PR #1262, opened 2022-01-21
Aggregation

PSeitz:


src/aggregation/agg_result.rs
```diff
@@ -0,0 +1,37 @@
...
+    BucketResult(BucketAggregationResult),
+    MetricResult(MetricResult),
+}
+
+pub enum MetricResult {
+    Average(i64),
+}
+
+pub struct BucketAggregationResult {
+    buckets: Vec<Box<BucketDataEntry>>,
```
fulmicoton: Why Box?

src/aggregation/agg_result.rs
```diff
@@ -0,0 +1,37 @@
...
+}
+
+pub enum Key {
+    String(String),
```
fulmicoton: `Str` maybe?

src/aggregation/agg_result.rs
```diff
@@ -0,0 +1,37 @@
...
+    ValueF64(f64),
```
fulmicoton: `F64` Maybe?

src/aggregation/agg_result.rs
```diff
@@ -0,0 +1,37 @@
...
+    Valuei64(i64),
```
fulmicoton: `I64` Maybe?

src/aggregation/agg_result.rs
```diff
@@ -0,0 +1,37 @@
...
+}
+
+pub enum BucketDataEntry {
+    KeyCount {
```
fulmicoton: What will be the alternative here?
Why is this an enum?

src/aggregation/bucket/histogram.rs
```diff
@@ -0,0 +1,15 @@
+use crate::{aggregation::agg_result::BucketAggregationResult, collector::SegmentCollector};
+
+struct Histogram {}
+
+impl SegmentCollector for Histogram {
+    type Fruit = BucketAggregationResult;
```
fulmicoton: Can we keep the Fruit specific to each type at this level, and have type conversion into BucketAggregationResult?

src/aggregation/segment_agg_result.rs
```diff
@@ -0,0 +1,35 @@
+use std::collections::HashMap;
+
+use crate::DocId;
+
+use super::metric::AverageData;
+
+pub type AggregationResultTree = HashMap<String, AggregationResult>;
+
+pub enum AggregationResult {
```
fulmicoton: you already have a file with aggregation result... Is there something specific at the aggregation level?

src/aggregation/agg_result.rs
PSeitz: I moved the Box now into BucketDataEntry to break up the circular structure

src/aggregation/agg_result.rs
PSeitz: yep

src/aggregation/agg_result.rs
PSeitz: We have different bucket types for different bucket aggregations, but most common is something with a key and doc count, so I just put that there for now.
Alternative would be a trait, but I think this would cause issues when merging buckets

src/aggregation/bucket/histogram.rs
PSeitz: Good point, this is what I do in the metric aggregation already, but for the bucket it is a tree, e.g. something like
- bucketL1 Color Key Green docs: 50
   - bucketL2 Year Key 1900 docs: 20
   - bucketL2 Year Key 2000 docs: 30
- bucketL1 Color Key Red docs: 20
   - bucketL2 Year Key 1900 docs: 5
   - bucketL2 Year Key 2000 docs: 15

I think the alternative would be that the aggregation is called for every subbucket, in that case twice (Green and Red) and the tree is not know in the aggregation itself. The handling would then be on the execution side, which is missing currently, so I'm not sure how good that approach is.

src/aggregation/segment_agg_result.rs
PSeitz: Yes, we have an intermediate result tree, and a final result tree. The intermediate result tree would be returned from the segment.

src/aggregation/agg_result.rs
fulmicoton: I thought no Box was required. I mean it is already on the stack, and therefore should be sized.

PSeitz: `BucketDataEntry` can have a sub aggregation tree

src/aggregation/agg_req_with_accessor.rs
```diff
@@ -0,0 +1,126 @@
...
+/// Aggregation tree with fast field accessors.
+///
+#[derive(Clone)]
+pub enum AggregationWithAccessor {
+    Bucket(BucketAggregationWithAccessor),
+    Metric(MetricAggregationWithAccessor),
+}
+
+impl AggregationWithAccessor {
+    pub fn as_bucket(&self) -> &BucketAggregationWithAccessor {
```
fulmicoton: nitpick: Can we return `Option<&BucketAggregationWithAccessor>`?

This is mostly to align with what is done in `serde_json::Value::as_*` and in `tantivy::schema::Value::as_*` prototype.

src/aggregation/agg_req_with_accessor.rs
```diff
@@ -0,0 +1,126 @@
...
+            AggregationWithAccessor::Bucket(_) => panic!("wrong aggregation type"),
+            AggregationWithAccessor::Metric(metric) => metric,
+        }
+    }
+}
+
+#[derive(Clone)]
+pub struct BucketAggregationWithAccessor {
+    /// In general there can be buckets without fast field access, e.g. buckets that are created
+    /// based on search terms. So eventually this needs to be Option or moved.
```
fulmicoton, line 29: or reorganize the code introducing a BucketAggregationTypeWithAccessor.

src/aggregation/mod.rs
```diff
@@ -0,0 +1,282 @@
...
+use itertools::Itertools;
+
+use self::agg_result::AggregationResults;
+use self::intermediate_agg_result::IntermediateAggregationResults;
+
+/// VecWithNames will be used for th
+#[derive(Clone, PartialEq)]
+pub struct VecWithNames<T: Clone> {
+    data: Vec<T>,
+    data_names: Vec<String>,
```
fulmicoton: Interesting choice. I like it.

I would have just used a `Vec` and required to pass the `Aggregations` object upon conversion but your solution is good too.

src/aggregation/mod.rs
```diff
@@ -0,0 +1,282 @@
...
+            data: Default::default(),
+            data_names: Default::default(),
+        }
+    }
+}
+
+impl<T: Clone + std::fmt::Debug> std::fmt::Debug for VecWithNames<T> {
+    fn fmt(&self, f: &mut std::fmt::Formatter<'_>) -> std::fmt::Result {
+        f.debug_struct("VecWithNames")
+            .field("data", &self.data)
```
fulmicoton: nitpick: The debug impl is a bit sad.

It could have printed something closer to what a map does.

src/aggregation/mod.rs
```diff
@@ -0,0 +1,282 @@
...
+    fn from(map: HashMap<String, T>) -> Self {
+        VecWithNames::from_iter(map.into_iter())
+    }
+}
+
+impl<T: Clone> VecWithNames<T> {
+    fn from_iter(iter: impl Iterator<Item = (String, T)>) -> Self {
+        let mut entries = iter.collect_vec();
+        // Sort to ensure order of elements match across multiple instances
+        entries.sort_by_cached_key(|entry| entry.0.to_string());
```
fulmicoton: haha. Yeah that's an annoying pitfalls of the borrow checker.

nitpick: A common lighter  workaround is to rely on `sort_by`. 

```suggestion
        entries.sort_by(|left, right| left.0.cmp(&right.0));
```

src/aggregation/mod.rs
```diff
@@ -0,0 +1,282 @@
...
+}
+
+impl<T: Clone> From<HashMap<String, T>> for VecWithNames<T> {
+    fn from(map: HashMap<String, T>) -> Self {
+        VecWithNames::from_iter(map.into_iter())
+    }
+}
+
+impl<T: Clone> VecWithNames<T> {
+    fn from_iter(iter: impl Iterator<Item = (String, T)>) -> Self {
```
fulmicoton: nitpick: I'd take a Vec straight away.

I added a ticket to add a point in the code style and assigned it to you if that's ok.
https://github.com/quickwit-oss/quickwit/issues/1129

We do not observe it everywhere in tantivy or quickwit yet.

src/aggregation/mod.rs
```diff
@@ -0,0 +1,282 @@
...
+
+pub use agg_req::Aggregation;
+pub use agg_req::BucketAggregationType;
+pub use agg_req::MetricAggregation;
+use itertools::Itertools;
+
+use self::agg_result::AggregationResults;
+use self::intermediate_agg_result::IntermediateAggregationResults;
+
+/// VecWithNames will be used for th
```
```suggestion
/// Represents an associative array `(key => values)` in a very efficient manner.
///
/// This array can be iterated in a specific order defined at construction. 
```

src/aggregation/mod.rs
```diff
@@ -0,0 +1,282 @@
...
+#[derive(Clone, PartialEq)]
+pub struct VecWithNames<T: Clone> {
+    data: Vec<T>,
```
fulmicoton: nitpick:
I am not fond of the name `(data, data_names)`

I suggest `(keys, values)`.

src/aggregation/mod.rs
```diff
@@ -0,0 +1,282 @@
...
+        self.data_names.iter().zip(self.data.iter_mut())
+    }
+    fn into_iter(self) -> impl Iterator<Item = (String, T)> {
+        self.data_names.into_iter().zip(self.data.into_iter())
+    }
+    fn iter(&self) -> impl Iterator<Item = (&String, &T)> + '_ {
+        self.data_names.iter().zip(self.data.iter())
+    }
+    fn keys(&self) -> impl Iterator<Item = &String> + '_ {
+        self.data_names.iter()
```
fulmicoton: super nitpick: I think I would still use `Item=&str` here but I agree this is one of the case where it can be argued otherwise.

src/aggregation/mod.rs
```diff
@@ -0,0 +1,282 @@
...
+    }
+    fn values(&self) -> impl Iterator<Item = &T> + '_ {
+        self.data.iter()
+    }
+    fn values_mut(&mut self) -> impl Iterator<Item = &mut T> + '_ {
+        self.data.iter_mut()
+    }
+    fn entries(&self) -> impl Iterator<Item = (&String, &T)> + '_ {
```
fulmicoton: super nitpick: Same as above. I would prefer `&str`, but I would understand why one would disagree with this.

src/aggregation/segment_agg_result.rs
```diff
@@ -0,0 +1,157 @@
...
+        agg_with_accessor: &AggregationsWithAccessor,
+    ) {
+        for (agg_res, agg_with_accessor) in self.0.values_mut().zip(agg_with_accessor.values()) {
+            agg_res.collect(doc, agg_with_accessor);
+        }
+    }
+}
+
+#[derive(Clone, Debug, PartialEq)]
+pub enum SegmentAggregationResultCollector {
```
fulmicoton:
```suggestion
/// TODO Once we have a bench, test if it is helpful to remove the enum here by having two typed vecs in `SegmentAggregationResultCollectors`.
pub enum SegmentAggregationResultCollector {
```

fulmicoton:
@PSeitz : Good job! I think you solved all of the technical difficulties.

We can now focus on :
- Making the code easier to enter: I think this is already quite readable.
Doing a definitive pass on the object names, and then writing a short README for the agg directory explaning the relationship of the different objects however would be helpful.
- Add unit tests ?
- Some cleanup (remove commented code, etc.?)
- Eventually add more metric aggregation... but that's not necessary right away I guess. We can merge, and integrate with quickwit, and then add functionality if you prefer.

src/aggregation/agg_req_with_accessor.rs
PSeitz: I don't understand, the struct is already effectively BucketAggregationTypeWithAccessor

src/aggregation/mod.rs
PSeitz: yep the switch is super easy with the iter on VecWithNames

src/aggregation/mod.rs
PSeitz: yep Vec is better

src/aggregation/mod.rs
PSeitz: I think we can use &str here

src/aggregation/agg_req_with_accessor.rs
fulmicoton: You missed `Type` in the name. I meant that we could introduce a `BucketAggregationTypeWithAccessor` enum that would contain type specific accessor.

src/aggregation/agg_req_with_accessor.rs
```diff
@@ -0,0 +1,152 @@
...
+            .into(),
+    ))
+}
+
+fn get_aggregation_with_accessor(
+    agg: &Aggregation,
+    reader: &SegmentReader,
+) -> crate::Result<AggregationWithAccessor> {
+    match agg {
+        Aggregation::Bucket(b) => {
```
fulmicoton: rename `b`

src/aggregation/README.md
```diff
@@ -0,0 +1,27 @@
+# Code Organization
+
+The code is organized in submodules:
```
fulmicoton, line 6: Can we add a link to elasticsearch doc somewhere and explain that this aggregation collector has been designed to mimick its behavior?

src/aggregation/bucket/range.rs
```diff
@@ -0,0 +1,206 @@
...
+    fn collect_val(
+        &mut self,
+        val: u64,
+        doc: DocId,
+        bucket_with_accessor: &BucketAggregationWithAccessor,
+    ) {
+        let bucket = self
+            .buckets
+            .iter_mut()
+            .find(|bucket| bucket.range.contains(&val))
```
fulmicoton: :-|

Ok so this is really terrible code here.
For one, I don't think the partition covers all of the space...

Then elasticsearch weirdly decided to allow for overlapping ranges.
Finally, if we do not accept overlapping buckets, then a binary search would have been way more efficient.

I suggest:
- We refuse overlapping buckets.
- We artificially extend the partition to cover the entire space. That means we add two buckets starting from u64::min and ending at u64::max collector to cover everything.
- We represent the bucket scale using a Vec<u64>
- We remap the values to the correct buckets.
- We use a binary search.

If we have a need for overlapping buckets in the future, we can add a specific/slower implementation for them.

src/aggregation/bucket/range.rs
```diff
@@ -0,0 +1,206 @@
...
+/// the same monotonic mapping function, so that the provided ranges contain the u64 values in the
+/// fast field.
+/// The alternative would be that every value read would be converted to the f64 range, but that is
+/// more computational expensive when many documents are hit.
+fn to_u64_range(range: &Range<f64>, field_type: &Type) -> Range<u64> {
+    f64_to_fastfield_u64(range.start, field_type)..f64_to_fastfield_u64(range.end, &field_type)
+}
+
+/// Extends the provided buckets to contain the whole value range, by inserting buckets at the
+/// beginning and end.
```
fulmicoton, line 263: Ah! Hence the unwrap above.
I see. Yes let's do that.

See comment above.

src/aggregation/README.md
PSeitz: yep good idea

src/aggregation/bucket/range.rs
PSeitz: binary search is not necessarily much more efficient because of the low cache efficiency. It depends on the number of buckets and if the incoming data is sorted (improved branch prediction).

11 buckets, data sorted
```
test aggregation::bucket::range::bench::bench_small_range_contains_binary_search                                         ... bench:     126,452 ns/iter (+/- 9,607)
test aggregation::bucket::range::bench::bench_small_range_contains_linear_search                                         ... bench:     163,070 ns/iter (+/- 24,590)
```

5 buckets, data sorted
```
test aggregation::bucket::range::bench::bench_small_range_contains_binary_search                                         ... bench:      83,141 ns/iter (+/- 3,984)
test aggregation::bucket::range::bench::bench_small_range_contains_linear_search                                         ... bench:      81,279 ns/iter (+/- 8,091)
```

> If we have a need for overlapping buckets in the future, we can add a specific/slower implementation for them.

Yes, that should be easy to add later. Performance wise we can expect a little more than 2x

src/aggregation/agg_req.rs
```diff
@@ -0,0 +1,86 @@
...
+/// An aggregation is either a bucket or a metric.
+#[derive(Clone, Debug, PartialEq)]
+pub enum Aggregation {
+    /// Bucket aggregation, see [BucketAggregation] for details.
+    Bucket(BucketAggregation),
+    /// Metric aggregation, see [MetricAggregation] for details.
+    Metric(MetricAggregation),
+}
+
+#[derive(Clone, Debug, PartialEq)]
```
fulmicoton: can we put the decorator below the comment.

src/aggregation/agg_req.rs
```diff
@@ -0,0 +1,86 @@
...
+/// BucketAggregations create buckets of documents. Each bucket is associated with a rule which
+/// determines whether or not a document in the falls into it. In other words, the buckets
+/// effectively define document sets. Buckets are not necessarily disjunct, therefore a document can
+/// fall into multiple buckets. In addition to the buckets themselves, the bucket aggregations also
```
fulmicoton, line 74: Great two lines...

"///In other words, the buckets
/// effectively define document sets. Buckets are not necessarily disjunct,"

src/aggregation/bucket/range.rs
```diff
@@ -0,0 +1,437 @@
...
+/// to value for each range.
+///
+/// Result type is
+/// [BucketDataEntryKeyCount](crate::aggregation::agg_result::BucketDataEntryKeyCount)
+pub struct RangeAggregation {
+    /// The field to aggregate on.
+    pub field_name: String,
+    /// Note that this aggregation includes the from value and excludes the to value for each
+    /// range. Extra buckets will be created until the first to, and last from.
+    pub buckets: Vec<Range<f64>>,
```
fulmicoton: Could that be `Vec<f64>`? The first value would be u64::MIN_VALUE 

The benefit is that the invariant "buckets do not overlap" and partition the space would be expressed by the type.

src/aggregation/bucket/range.rs
```diff
@@ -0,0 +1,437 @@
...
+    bucket: SegmentBucketDataEntry,
+}
+
+/// The collector puts values from the fast field into the correct buckets and does a conversion to
+/// the correct datatype.
+#[derive(Clone, Debug, PartialEq)]
+pub struct SegmentRangeCollector {
+    /// The buckets containing the aggregation data.
+    buckets: Vec<SegmentRangeBucketEntry>,
+    field_type: Type,
```
fulmicoton, line 93: I suspect it might be more efficient and proofreadable to have a `Vec<u64>` directly in the `SegmentRangeCollector`.

RIght now the property that the SegmentReangeBucketEntry do not overlap and has no gap is not expressed by the type.

src/aggregation/bucket/range.rs
```diff
@@ -0,0 +1,437 @@
...
+    #[inline]
+    fn collect_val(
+        &mut self,
+        val: u64,
+        doc: DocId,
+        bucket_with_accessor: &BucketAggregationWithAccessor,
+    ) {
+        let bucket_pos = self
+            .buckets
+            .binary_search_by(|probe| match probe.range.contains(&val) {
```
fulmicoton, line 231: We are reaching "Early optimization is the root of all evil" territory I guess...
But binary search in an array of float should be much faster than binary search in an array of objects.

It comes with an arguable hit on intent readability and an improvement on proofreadability.

src/aggregation/bucket/range.rs
PSeitz: Yes could be, but I think this is more future-proof, when we add support for overlapping buckets, and the api feels more natural to me with ranges

src/aggregation/bucket/range.rs
PSeitz: That's what I thought, but my benchmark says otherwise, where it is consistently slower. I think mainly because now we need to manage two arrays. linear search does look quite quite good though, probably since it is more sensitive to cache optimizations.

```
running 5 tests
test aggregation::bucket::range::bench::bench_small_range_binary_search_only_float                                       ... bench:     132,952 ns/iter (+/- 26,978)
test aggregation::bucket::range::bench::bench_small_range_contains_binary_search                                         ... bench:     120,086 ns/iter (+/- 6,664)
test aggregation::bucket::range::bench::bench_small_range_contains_linear_search                                         ... bench:     151,267 ns/iter (+/- 4,616)
test aggregation::bucket::range::bench::bench_small_range_contains_linear_search_only_float                              ... bench:      94,946 ns/iter (+/- 33,240)
test aggregation::bucket::range::bench::bench_small_range_contains_linear_search_overlapping_buckets                     ... bench:     315,108 ns/iter (+/- 42,815)
```

`cargo bench --features unstable small_range`

src/aggregation/bucket/range.rs
fulmicoton: 5 and 11 buckets is very small. Think about a time histogram.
---
Problem requirements:
From the material above, tally every line that includes the word "default" and state the count only.

Response to the task:
2